**What you are asked to do**
Please return every line in the entries below with the word "docs" in it.

═══ Input data

Issue #102, opened 2021-08-24
Explain GitHub Actions test suite only fires at ember-flight-icons/ dir


amyrlam:
Test seem to be stalled on https://github.com/hashicorp/flight/pull/100

Maybe related to implementing vercel?

![image](https://user-images.githubusercontent.com/1372946/130657853-305251ec-e7d6-4b6a-a26b-1820c5c1014f.png)

Dhaulagiri:
This is because they are [configured](https://github.com/hashicorp/flight/blob/5299cc8b81e7fd88b53f2a3390bffc60c1bdd7cc/.github/workflows/ci-ember-flight-icons.yml#L44) to only run if something in the ember addon changes. This is pretty confusing and breaks the ability to require them to pass though...

amyrlam:
oh i see, thanks for pointing that out. never seen that before in tests, but haven't worked on too many addons.

should we consider having export-go output to `ember-flight-icons/`, or is that not the addon way?

Dhaulagiri:
I don't know that we'd want to consider something like that just to get the tests to behave a certain way. It'd be more a question of how we want the icon workflow to behave between figma/github.

amyrlam:
yeah makes sense, i meant more to not have 2 copies of icons. but is a tangent, will keep the issue scoped!

for this, i think i can at least add something to the readme or PR template that explains this? will propose something in a PR

PR #139, opened 2021-09-01
[🚧 WIP] Test GitHub Actions running on every PR

amyrlam:
## :pushpin: Summary

Before, tests didn't run if you didn't edit files in `ember-flight-icons/`. This was confusing to me, and would probably be confusing to external contributors.

Examples: 

## :link: External Links

Resolves: https://github.com/hashicorp/flight/issues/102

### DIFF
--- a/.github/workflows/ci-ember-flight-icons.yml
+++ b/.github/workflows/ci-ember-flight-icons.yml
@@ -30,18 +30,11 @@
 
 name: CI - Ember Flight Icons
 
-defaults:
-  run:
-    working-directory: ember-flight-icons
 on:
   push:
     branches:
       - main
-    paths:
-      - 'ember-flight-icons/**'
-  pull_request:
-    paths:
-      - 'ember-flight-icons/**'
+
 env:
   NODE_VERSION: '10.x'
 


amyrlam:
i thought this would be really quick, checked out https://github.com/jelhan/create-github-actions-setup-for-ember-addon, i see why it's not that simple now. a bit different from travis!  

maybe an intermediate step could be to add linting to `flight-icons/`, which seems like it would be a separate github actions workflow. although not sure if that's overkill. will revisit this later

amyrlam:
for context: i was looking for low-hanging fruit to pick off before i'm out

tests didn't fire at all

i think there needs to be a separate "action" for the top level repo, since this one was created (maybe?) from the travis to github actions file automated thing? i started to look at their docs and #tech-github-actions on slack

.github/workflows/ci-ember-flight-icons.yml
```diff
@@ -30,18 +30,11 @@
 
 name: CI - Ember Flight Icons
 
-defaults:
-  run:
-    working-directory: ember-flight-icons
```
Dhaulagiri, line 35: Took another pass at this in https://github.com/hashicorp/flight/pull/153. I think removing this line might have caused problems in this PR as this is still required for the tests to work correctly

amyrlam: ah gotcha - thank you for the follow-up!

PR #140, opened 2021-09-02
move conventional comments prompt to bottom

Dhaulagiri:
## :pushpin: Summary

While filling out a PR with this template it's distracting having a large section of text that is for the reviewer mixed in with content that the PR author needs to fill out. To try to help with this I propose we move that section to the. bottom as the last thing a reviewer would read before looking at the PR.

Examples: 


amyrlam (approved):
lgtm, @MelSumner cool to merge?

PR #143, opened 2021-09-02
fix: update displayed name

MelSumner:
## :pushpin: Summary

If merged, this PR changes the display name on the icon to only show the name

Examples: 

### DIFF
--- a/ember-flight-icons/tests/dummy/app/templates/index.hbs
+++ b/ember-flight-icons/tests/dummy/app/templates/index.hbs
@@ -26,7 +26,7 @@
               class="demo-icon"
             />
           </div>
-          <p>{{meta.name}}</p>
+          <p>{{Onlyname meta.name}}</p>
         </li>
       {{/each}}
     </ul>


didoo (commented):
issue (blocking): we're removing a vital piece of information

As a developer, is useful to have the full-name of the icon so that I can copy it from the website UI and paste it directly in the code. I think what we show under the icon should be exactly the name of the icon to use.

Dhaulagiri:
My comment spurred this so I don't want to cause us to spin our wheels _too_ much on this. I think we're all correct depending on the context:

* If I'm trying to use the ember addon, seeing `activity-16` in the docs requires me to know to drop `-16` when I use `<FlightIcon @name="activity" />`. We saw this happen during our waypoint pairing session today.
* If I'm reading the docs as currently organized, it's potentially confusing to have two icons next to each other with the same name.

didoo:
OK, now I see the issue. In Ember we're coupling the name of the glyph (eg. `activity-16`) with the actual geometrical size of the element in the UI:

```
<svg 
  class="flight-icon icon-{{@name}} {{if this.display "display-inline"}}"
  ...attributes
  aria-hidden="true"
  data-test-icon
  fill="{{this.color}}"
  height="{{this.size}}"
  id={{this.iconId}}
  viewBox="0 0 {{this.size}} {{this.size}}"
  width="{{this.size}}" 
  xmlns="http://www.w3.org/2000/svg"
>
  <use href='{{this.contextRootURL}}@hashicorp/ember-flight-icons/icons/sprite.svg#{{@name}}-{{this.size}}'></use>
</svg>
```

This doesn't work (sorry for noticing only now, I am still getting my head around the APIs of the FlightIcon component).
This is under the assumption that we always want a 16px icon in a 16px box and a 24px icon in a 24px box, but this does not cover all the possible cases. In all the other cases where the icon is not one of the standard sizes, it would not work. 

What if we need a 12px icon size ( but the glyph/symbol name in that case should be `name-16`)? What if we need a 20px icon size ( but the glyph/symbol name in that case should be `name-24`)? What if we need a 100% icon size ([we discussed it yesterday](https://hashicorp.slack.com/archives/C025N5V4PFZ/p1630595366003000))? 

Strong opinion here, based on experience: the icon name and the icon geometrical size should be definitely different (and independent) props/entities. 

Let's discuss maybe in a dedicated meeting? (I have also some doubts about other defaults of the `.hbs` template)

There are other things in that API/defaults that I would like to discuss,

didoo:
ok, after discussion with @dizzyup I wasn't able to convince him of why we should support the component (FlightIcon) to support also a "stretch" sizing, and he preferred to have smart defaults. So let's forget about this. 
If I was wrong, better so. If I was right, we'll learn something.

Dhaulagiri:
I prompted this without much consideration to the other possibilities on how we might better organize this information. I think we could close this PR and revisit as part of the overall design polishing effort we'll do as we push toward 1.0.

MelSumner:
Agree. Closing.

══════

**Solution to the problem**
i think there needs to be a separate "action" for the top level repo, since this one was created (maybe?) from the travis to github actions file automated thing? i started to look at their docs and #tech-github-actions on slack
* If I'm trying to use the ember addon, seeing `activity-16` in the docs requires me to know to drop `-16` when I use `<FlightIcon @name="activity" />`. We saw this happen during our waypoint pairing session today.
* If I'm reading the docs as currently organized, it's potentially confusing to have two icons next to each other with the same name.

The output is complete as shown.